Collected data
PR #1029, opened 2026-08-23
fix: reject duplicate or negative target_layer_ids, fail clearly on tiny verifiers

zihanlin-ai:
## Purpose

`resolve_target_layer_ids()` returns explicit ids unvalidated and, when unset, uses `[2, n // 2, n - 3]`, which repeats an id for verifiers with 4–6 layers (`4 → [2, 2, 1]`, `5 → [2, 2, 2]`, `6 → [2, 3, 3]`); `launch_vllm.py` builds its extraction default from the same formula. The extraction side deduplicates the ids while training sizes its hidden-state input by `len(target_layer_ids)`, so the mismatch only surfaces as a buffer shape error far from its cause. Real verifiers (≥ 7 layers) are unaffected.

We hit it running the end-to-end pipeline on a single device with a synthetic 4-layer verifier instead of Qwen3-0.6B: the run died in the extraction engine with nothing pointing at layer ids. This raises a clear error for duplicate explicit ids and colliding defaults in `resolve_target_layer_ids()`, and adds one shared non-negative/distinct check in `launch_vllm.py` after either branch so extraction fails before writing data; upper-bound checks against the verifier are left to #569.

## Tests

```
$ python -m pytest tests/unit/models/test_target_layer_ids.py tests/unit/scripts/test_launch_vllm_layer_ids.py tests/unit/models/test_dflash_targets.py tests/unit/test_config.py -q
48 passed
$ ruff check && ruff format --check && mypy --check-untyped-defs src/speculators/models/utils.py tests/unit/models/test_target_layer_ids.py tests/unit/scripts/test_launch_vllm_layer_ids.py
All checks passed!
```

## Checklist

- [x] The purpose of the PR is described.
- [x] The test plan and results are provided.
- [x] I (a human) have written or reviewed the code in this PR to the best of my ability.

### DIFF
--- a/scripts/launch_vllm.py
+++ b/scripts/launch_vllm.py
@@ -132,10 +132,16 @@ def main():
             num_hidden_layers - 3,
             num_hidden_layers,
         ]
-    if min(target_layer_ids) < 0 or len(set(target_layer_ids)) != len(target_layer_ids):
+    # Layer id ``num_hidden_layers`` (the final hidden state) is valid: the
+    # default above and --include-last-layer both emit it.
+    if (
+        min(target_layer_ids) < 0
+        or max(target_layer_ids) > num_hidden_layers
+        or len(set(target_layer_ids)) != len(target_layer_ids)
+    ):
         raise ValueError(
-            f"Invalid target layer ids {target_layer_ids}; "
-            "ids must be non-negative and distinct."
+            f"Invalid target layer ids {target_layer_ids}; ids must be "
+            f"distinct and within [0, {num_hidden_layers}]."
         )
 
     speculative_config = {
--- a/scripts/launch_vllm.py
+++ b/scripts/launch_vllm.py
@@ -132,6 +132,11 @@ def main():
             num_hidden_layers - 3,
             num_hidden_layers,
         ]
+    if min(target_layer_ids) < 0 or len(set(target_layer_ids)) != len(target_layer_ids):
+        raise ValueError(
+            f"Invalid target layer ids {target_layer_ids}; "
+            "ids must be non-negative and distinct."
+        )
 
     speculative_config = {
         "method": "extract_hidden_states",
--- a/src/speculators/models/utils.py
+++ b/src/speculators/models/utils.py
@@ -42,27 +42,42 @@ def resolve_target_layer_ids(
     verifier_name_or_path: str,
     trust_remote_code: bool = False,
 ) -> list[int]:
-    if target_layer_ids is not None:
-        if len(set(target_layer_ids)) != len(target_layer_ids):
-            raise ValueError(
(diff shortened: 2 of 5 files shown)


scripts/launch_vllm.py
```diff
@@ -132,6 +132,11 @@ def main():
             num_hidden_layers - 3,
             num_hidden_layers,
         ]
+    if min(target_layer_ids) < 0 or len(set(target_layer_ids)) != len(target_layer_ids):
```
fynnsu: Hmm maybe we should check if `max(target_layer_ids) > num_hidden_layers` too?

src/speculators/models/utils.py
```diff
@@ -43,13 +43,22 @@ def resolve_target_layer_ids(
     trust_remote_code: bool = False,
 ) -> list[int]:
     if target_layer_ids is not None:
+        if len(set(target_layer_ids)) != len(target_layer_ids):
```
fynnsu: Same here (bounds check). Also maybe we can combine this check with the one below, by moving the if/else block.

fynnsu (commented):
Thanks for the pr! Will be good to make this a little bit more robust.

scripts/launch_vllm.py
zihanlin-ai: Added in 7471f58 — used `> num_hidden_layers` since `num_hidden_layers` itself is a valid id (the default and `--include-last-layer` both emit it).

src/speculators/models/utils.py
zihanlin-ai: Done in 7471f58 — merged into one check by fetching `num_layers` first. Note this means explicit ids now also trigger a verifier config load (needed for the bounds check); the `from_training_args` callers load the verifier right after anyway. Also gave `test_from_training_args_loads_vocab_mappings` explicit ids: its 6-layer verifier hits the default `[2, 3, 3]` collapse, which is what broke buildkite.

zihanlin-ai:
Both review points addressed in 7471f58, plus the buildkite fix (the new validation caught `test_from_training_args_loads_vocab_mappings` resolving to duplicate ids `[2, 3, 3]` on its 6-layer verifier — arguably the check doing its job).

Verified: full `tests/unit` green on transformers 5.8.1 (x86 + H100-class GPU) and 4.57.6 (aarch64 + Ascend NPU).

One unrelated find while testing: `test_distributed_resume[ddp/fsdp]` fails on any 2+ GPU machine with `KeyError: initial_lr` on scheduler resume (torch 2.11) — reproduces on unmodified `main`, invisible in CI since single-GPU runners skip it. Happy to file separately.

fynnsu (approved):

◆ WHAT YOU WILL DO
Copy out every entry, keeping each line exactly as it is.

◆ OUTPUT FOR THIS EXERCISE
PR #1029, opened 2026-08-23
fix: reject duplicate or negative target_layer_ids, fail clearly on tiny verifiers

zihanlin-ai:
## Purpose

`resolve_target_layer_ids()` returns explicit ids unvalidated and, when unset, uses `[2, n // 2, n - 3]`, which repeats an id for verifiers with 4–6 layers (`4 → [2, 2, 1]`, `5 → [2, 2, 2]`, `6 → [2, 3, 3]`); `launch_vllm.py` builds its extraction default from the same formula. The extraction side deduplicates the ids while training sizes its hidden-state input by `len(target_layer_ids)`, so the mismatch only surfaces as a buffer shape error far from its cause. Real verifiers (≥ 7 layers) are unaffected.

We hit it running the end-to-end pipeline on a single device with a synthetic 4-layer verifier instead of Qwen3-0.6B: the run died in the extraction engine with nothing pointing at layer ids. This raises a clear error for duplicate explicit ids and colliding defaults in `resolve_target_layer_ids()`, and adds one shared non-negative/distinct check in `launch_vllm.py` after either branch so extraction fails before writing data; upper-bound checks against the verifier are left to #569.

## Tests

```
$ python -m pytest tests/unit/models/test_target_layer_ids.py tests/unit/scripts/test_launch_vllm_layer_ids.py tests/unit/models/test_dflash_targets.py tests/unit/test_config.py -q
48 passed
$ ruff check && ruff format --check && mypy --check-untyped-defs src/speculators/models/utils.py tests/unit/models/test_target_layer_ids.py tests/unit/scripts/test_launch_vllm_layer_ids.py
All checks passed!
```

## Checklist

- [x] The purpose of the PR is described.
- [x] The test plan and results are provided.
- [x] I (a human) have written or reviewed the code in this PR to the best of my ability.

### DIFF
--- a/scripts/launch_vllm.py
+++ b/scripts/launch_vllm.py
@@ -132,10 +132,16 @@ def main():
             num_hidden_layers - 3,
             num_hidden_layers,
         ]
-    if min(target_layer_ids) < 0 or len(set(target_layer_ids)) != len(target_layer_ids):
+    # Layer id ``num_hidden_layers`` (the final hidden state) is valid: the
+    # default above and --include-last-layer both emit it.
+    if (
+        min(target_layer_ids) < 0
+        or max(target_layer_ids) > num_hidden_layers
+        or len(set(target_layer_ids)) != len(target_layer_ids)
+    ):
         raise ValueError(
-            f"Invalid target layer ids {target_layer_ids}; "
-            "ids must be non-negative and distinct."
+            f"Invalid target layer ids {target_layer_ids}; ids must be "
+            f"distinct and within [0, {num_hidden_layers}]."
         )
 
     speculative_config = {
--- a/scripts/launch_vllm.py
+++ b/scripts/launch_vllm.py
@@ -132,6 +132,11 @@ def main():
             num_hidden_layers - 3,
             num_hidden_layers,
         ]
+    if min(target_layer_ids) < 0 or len(set(target_layer_ids)) != len(target_layer_ids):
+        raise ValueError(
+            f"Invalid target layer ids {target_layer_ids}; "
+            "ids must be non-negative and distinct."
+        )
 
     speculative_config = {
         "method": "extract_hidden_states",
--- a/src/speculators/models/utils.py
+++ b/src/speculators/models/utils.py
@@ -42,27 +42,42 @@ def resolve_target_layer_ids(
     verifier_name_or_path: str,
     trust_remote_code: bool = False,
 ) -> list[int]:
-    if target_layer_ids is not None:
-        if len(set(target_layer_ids)) != len(target_layer_ids):
-            raise ValueError(
(diff shortened: 2 of 5 files shown)


scripts/launch_vllm.py
```diff
@@ -132,6 +132,11 @@ def main():
             num_hidden_layers - 3,
             num_hidden_layers,
         ]
+    if min(target_layer_ids) < 0 or len(set(target_layer_ids)) != len(target_layer_ids):
```
fynnsu: Hmm maybe we should check if `max(target_layer_ids) > num_hidden_layers` too?

src/speculators/models/utils.py
```diff
@@ -43,13 +43,22 @@ def resolve_target_layer_ids(
     trust_remote_code: bool = False,
 ) -> list[int]:
     if target_layer_ids is not None:
+        if len(set(target_layer_ids)) != len(target_layer_ids):
```
fynnsu: Same here (bounds check). Also maybe we can combine this check with the one below, by moving the if/else block.

fynnsu (commented):
Thanks for the pr! Will be good to make this a little bit more robust.

scripts/launch_vllm.py
zihanlin-ai: Added in 7471f58 — used `> num_hidden_layers` since `num_hidden_layers` itself is a valid id (the default and `--include-last-layer` both emit it).

src/speculators/models/utils.py
zihanlin-ai: Done in 7471f58 — merged into one check by fetching `num_layers` first. Note this means explicit ids now also trigger a verifier config load (needed for the bounds check); the `from_training_args` callers load the verifier right after anyway. Also gave `test_from_training_args_loads_vocab_mappings` explicit ids: its 6-layer verifier hits the default `[2, 3, 3]` collapse, which is what broke buildkite.

zihanlin-ai:
Both review points addressed in 7471f58, plus the buildkite fix (the new validation caught `test_from_training_args_loads_vocab_mappings` resolving to duplicate ids `[2, 3, 3]` on its 6-layer verifier — arguably the check doing its job).

Verified: full `tests/unit` green on transformers 5.8.1 (x86 + H100-class GPU) and 4.57.6 (aarch64 + Ascend NPU).

One unrelated find while testing: `test_distributed_resume[ddp/fsdp]` fails on any 2+ GPU machine with `KeyError: initial_lr` on scheduler resume (torch 2.11) — reproduces on unmodified `main`, invisible in CI since single-GPU runners skip it. Happy to file separately.

fynnsu (approved):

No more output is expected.